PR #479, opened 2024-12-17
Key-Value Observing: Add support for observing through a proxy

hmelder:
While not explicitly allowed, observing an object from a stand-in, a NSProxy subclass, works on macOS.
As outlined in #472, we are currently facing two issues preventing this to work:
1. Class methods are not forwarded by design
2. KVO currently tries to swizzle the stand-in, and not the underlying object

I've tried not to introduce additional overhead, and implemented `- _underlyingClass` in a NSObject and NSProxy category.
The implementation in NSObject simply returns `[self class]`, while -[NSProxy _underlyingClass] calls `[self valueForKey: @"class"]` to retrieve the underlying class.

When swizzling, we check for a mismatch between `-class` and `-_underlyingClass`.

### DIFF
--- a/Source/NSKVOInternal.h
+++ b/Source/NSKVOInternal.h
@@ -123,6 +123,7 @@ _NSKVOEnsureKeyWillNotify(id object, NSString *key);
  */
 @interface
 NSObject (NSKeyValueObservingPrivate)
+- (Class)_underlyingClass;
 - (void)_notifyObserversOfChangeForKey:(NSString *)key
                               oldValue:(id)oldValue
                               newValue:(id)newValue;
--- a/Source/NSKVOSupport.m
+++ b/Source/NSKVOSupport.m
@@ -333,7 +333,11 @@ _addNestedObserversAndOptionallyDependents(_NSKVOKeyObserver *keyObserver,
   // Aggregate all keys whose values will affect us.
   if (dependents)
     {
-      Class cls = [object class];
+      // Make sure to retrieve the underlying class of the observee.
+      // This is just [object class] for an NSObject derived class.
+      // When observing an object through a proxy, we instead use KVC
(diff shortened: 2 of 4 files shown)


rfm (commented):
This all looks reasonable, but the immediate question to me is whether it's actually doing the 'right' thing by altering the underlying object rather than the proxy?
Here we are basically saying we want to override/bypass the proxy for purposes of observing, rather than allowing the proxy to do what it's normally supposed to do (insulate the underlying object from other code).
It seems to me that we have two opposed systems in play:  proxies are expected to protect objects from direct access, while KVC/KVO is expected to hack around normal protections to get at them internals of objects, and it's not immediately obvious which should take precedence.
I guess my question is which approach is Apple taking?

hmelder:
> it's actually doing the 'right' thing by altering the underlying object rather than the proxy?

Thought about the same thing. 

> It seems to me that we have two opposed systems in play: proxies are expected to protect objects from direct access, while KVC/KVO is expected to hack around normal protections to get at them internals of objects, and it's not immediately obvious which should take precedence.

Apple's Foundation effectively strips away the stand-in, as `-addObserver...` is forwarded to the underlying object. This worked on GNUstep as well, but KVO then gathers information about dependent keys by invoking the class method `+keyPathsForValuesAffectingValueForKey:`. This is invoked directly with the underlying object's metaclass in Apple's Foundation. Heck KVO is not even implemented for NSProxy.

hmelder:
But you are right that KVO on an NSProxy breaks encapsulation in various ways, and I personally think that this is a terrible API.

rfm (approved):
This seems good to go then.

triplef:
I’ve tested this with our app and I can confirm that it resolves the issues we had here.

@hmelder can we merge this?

============

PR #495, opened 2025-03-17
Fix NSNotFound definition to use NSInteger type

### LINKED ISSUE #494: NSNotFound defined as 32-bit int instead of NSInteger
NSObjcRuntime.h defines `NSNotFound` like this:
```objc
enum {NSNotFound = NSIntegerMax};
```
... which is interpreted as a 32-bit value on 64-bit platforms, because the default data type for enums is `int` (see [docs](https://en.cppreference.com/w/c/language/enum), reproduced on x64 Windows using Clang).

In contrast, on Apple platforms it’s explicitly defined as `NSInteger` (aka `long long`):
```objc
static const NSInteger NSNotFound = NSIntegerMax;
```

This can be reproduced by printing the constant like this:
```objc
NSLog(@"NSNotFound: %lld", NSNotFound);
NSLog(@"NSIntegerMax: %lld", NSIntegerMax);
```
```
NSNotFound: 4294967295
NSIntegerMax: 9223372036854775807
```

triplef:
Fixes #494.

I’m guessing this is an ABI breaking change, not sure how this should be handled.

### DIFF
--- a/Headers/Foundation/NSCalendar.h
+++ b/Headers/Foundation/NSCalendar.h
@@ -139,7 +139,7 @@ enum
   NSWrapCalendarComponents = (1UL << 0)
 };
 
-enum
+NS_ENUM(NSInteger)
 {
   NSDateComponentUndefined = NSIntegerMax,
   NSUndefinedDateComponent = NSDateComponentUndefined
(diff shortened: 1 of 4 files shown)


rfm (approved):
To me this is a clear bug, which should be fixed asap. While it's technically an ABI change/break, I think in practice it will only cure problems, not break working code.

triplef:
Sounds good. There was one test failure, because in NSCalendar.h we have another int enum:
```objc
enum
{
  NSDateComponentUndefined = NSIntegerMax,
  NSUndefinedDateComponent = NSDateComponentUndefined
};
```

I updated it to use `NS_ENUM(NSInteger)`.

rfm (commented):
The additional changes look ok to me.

============

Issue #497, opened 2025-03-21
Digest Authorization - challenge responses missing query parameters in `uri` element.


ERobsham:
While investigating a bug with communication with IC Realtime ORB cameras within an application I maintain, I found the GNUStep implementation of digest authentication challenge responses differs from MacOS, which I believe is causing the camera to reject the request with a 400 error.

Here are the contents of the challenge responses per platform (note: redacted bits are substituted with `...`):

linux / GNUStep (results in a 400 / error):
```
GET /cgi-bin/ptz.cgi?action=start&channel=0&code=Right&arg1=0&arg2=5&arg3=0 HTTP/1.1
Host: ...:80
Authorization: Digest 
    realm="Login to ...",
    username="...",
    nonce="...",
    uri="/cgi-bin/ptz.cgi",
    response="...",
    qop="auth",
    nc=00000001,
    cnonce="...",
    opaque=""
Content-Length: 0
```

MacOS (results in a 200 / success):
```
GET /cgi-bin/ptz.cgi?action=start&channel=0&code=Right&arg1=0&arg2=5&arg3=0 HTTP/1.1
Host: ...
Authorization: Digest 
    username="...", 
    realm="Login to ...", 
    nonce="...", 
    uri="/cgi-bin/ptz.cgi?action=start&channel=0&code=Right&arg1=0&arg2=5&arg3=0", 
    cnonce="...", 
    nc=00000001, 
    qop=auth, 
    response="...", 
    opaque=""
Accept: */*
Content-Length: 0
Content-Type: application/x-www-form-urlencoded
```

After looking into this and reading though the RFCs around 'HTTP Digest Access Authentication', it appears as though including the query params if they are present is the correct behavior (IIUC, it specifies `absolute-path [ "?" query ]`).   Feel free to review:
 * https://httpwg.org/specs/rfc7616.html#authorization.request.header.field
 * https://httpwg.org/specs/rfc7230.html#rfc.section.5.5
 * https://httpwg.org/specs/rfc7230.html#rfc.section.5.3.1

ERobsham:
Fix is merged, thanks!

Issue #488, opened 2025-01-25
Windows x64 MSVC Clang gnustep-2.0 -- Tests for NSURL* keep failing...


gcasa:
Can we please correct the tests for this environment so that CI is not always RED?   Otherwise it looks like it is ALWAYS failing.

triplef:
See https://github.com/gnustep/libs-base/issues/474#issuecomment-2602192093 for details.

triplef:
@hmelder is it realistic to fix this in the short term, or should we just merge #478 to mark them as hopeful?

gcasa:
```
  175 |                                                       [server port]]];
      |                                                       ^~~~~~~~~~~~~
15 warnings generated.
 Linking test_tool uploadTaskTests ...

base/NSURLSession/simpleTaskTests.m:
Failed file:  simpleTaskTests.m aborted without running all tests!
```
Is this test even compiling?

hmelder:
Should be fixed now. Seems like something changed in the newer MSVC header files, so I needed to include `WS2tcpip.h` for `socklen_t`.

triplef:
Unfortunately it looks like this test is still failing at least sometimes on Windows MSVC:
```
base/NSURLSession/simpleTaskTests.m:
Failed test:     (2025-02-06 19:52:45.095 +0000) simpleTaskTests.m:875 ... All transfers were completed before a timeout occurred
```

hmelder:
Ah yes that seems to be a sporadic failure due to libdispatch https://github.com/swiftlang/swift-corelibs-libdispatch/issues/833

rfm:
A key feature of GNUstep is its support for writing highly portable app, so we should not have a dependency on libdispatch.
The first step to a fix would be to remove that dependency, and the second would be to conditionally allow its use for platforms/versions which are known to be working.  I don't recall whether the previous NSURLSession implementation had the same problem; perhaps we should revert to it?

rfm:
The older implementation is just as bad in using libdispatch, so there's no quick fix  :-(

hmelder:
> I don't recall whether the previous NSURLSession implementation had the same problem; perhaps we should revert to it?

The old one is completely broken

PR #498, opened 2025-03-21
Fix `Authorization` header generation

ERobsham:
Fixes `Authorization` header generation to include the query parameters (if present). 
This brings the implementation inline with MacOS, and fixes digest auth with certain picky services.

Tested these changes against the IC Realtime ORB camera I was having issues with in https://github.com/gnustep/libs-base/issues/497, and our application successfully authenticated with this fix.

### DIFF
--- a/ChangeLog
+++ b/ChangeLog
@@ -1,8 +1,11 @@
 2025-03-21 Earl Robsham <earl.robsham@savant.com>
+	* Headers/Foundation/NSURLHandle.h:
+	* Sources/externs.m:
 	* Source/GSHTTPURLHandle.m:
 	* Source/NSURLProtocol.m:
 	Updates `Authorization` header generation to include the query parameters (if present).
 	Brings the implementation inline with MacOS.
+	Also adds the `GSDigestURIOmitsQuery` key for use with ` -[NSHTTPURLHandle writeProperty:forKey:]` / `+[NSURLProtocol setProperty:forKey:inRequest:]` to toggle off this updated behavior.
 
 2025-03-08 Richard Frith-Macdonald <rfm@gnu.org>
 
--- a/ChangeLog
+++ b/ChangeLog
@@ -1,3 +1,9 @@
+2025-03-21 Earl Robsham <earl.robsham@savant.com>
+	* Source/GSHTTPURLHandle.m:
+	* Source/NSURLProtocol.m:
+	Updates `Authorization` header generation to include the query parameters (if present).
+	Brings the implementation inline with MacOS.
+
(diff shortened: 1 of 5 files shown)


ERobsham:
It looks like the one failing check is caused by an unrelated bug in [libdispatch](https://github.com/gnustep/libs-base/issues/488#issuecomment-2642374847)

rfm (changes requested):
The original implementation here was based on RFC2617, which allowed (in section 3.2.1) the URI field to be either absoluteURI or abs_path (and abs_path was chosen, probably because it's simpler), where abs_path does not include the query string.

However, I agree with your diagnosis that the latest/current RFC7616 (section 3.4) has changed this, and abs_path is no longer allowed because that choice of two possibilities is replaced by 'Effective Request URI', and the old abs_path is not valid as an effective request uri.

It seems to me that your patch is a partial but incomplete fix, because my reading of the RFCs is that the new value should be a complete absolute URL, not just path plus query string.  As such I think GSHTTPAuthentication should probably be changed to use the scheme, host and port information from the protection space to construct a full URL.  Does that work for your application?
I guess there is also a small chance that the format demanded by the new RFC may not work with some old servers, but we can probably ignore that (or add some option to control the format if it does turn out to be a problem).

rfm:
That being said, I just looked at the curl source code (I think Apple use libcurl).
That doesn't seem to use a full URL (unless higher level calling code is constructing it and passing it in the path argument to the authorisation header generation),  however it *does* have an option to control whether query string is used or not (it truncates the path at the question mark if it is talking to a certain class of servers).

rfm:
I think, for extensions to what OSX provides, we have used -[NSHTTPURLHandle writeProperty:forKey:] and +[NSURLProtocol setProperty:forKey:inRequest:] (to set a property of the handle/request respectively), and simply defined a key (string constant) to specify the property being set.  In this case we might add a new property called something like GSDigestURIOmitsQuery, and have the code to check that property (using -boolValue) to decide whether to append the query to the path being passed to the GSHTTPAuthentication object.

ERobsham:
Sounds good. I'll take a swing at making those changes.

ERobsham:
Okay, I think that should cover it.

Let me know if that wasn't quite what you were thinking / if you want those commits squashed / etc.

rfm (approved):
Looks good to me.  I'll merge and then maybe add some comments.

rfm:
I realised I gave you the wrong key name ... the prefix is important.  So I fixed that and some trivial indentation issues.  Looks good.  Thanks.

============

*Task:* Among the entries above, the line containing "PR #479, opened 2024-12-17", the line containing "1. Class methods are not forwarded by design", and all lines between them are to be restated word for word; nothing else belongs in the reply.

*Solution to this problem:*
PR #479, opened 2024-12-17
Key-Value Observing: Add support for observing through a proxy

hmelder:
While not explicitly allowed, observing an object from a stand-in, a NSProxy subclass, works on macOS.
As outlined in #472, we are currently facing two issues preventing this to work:
1. Class methods are not forwarded by design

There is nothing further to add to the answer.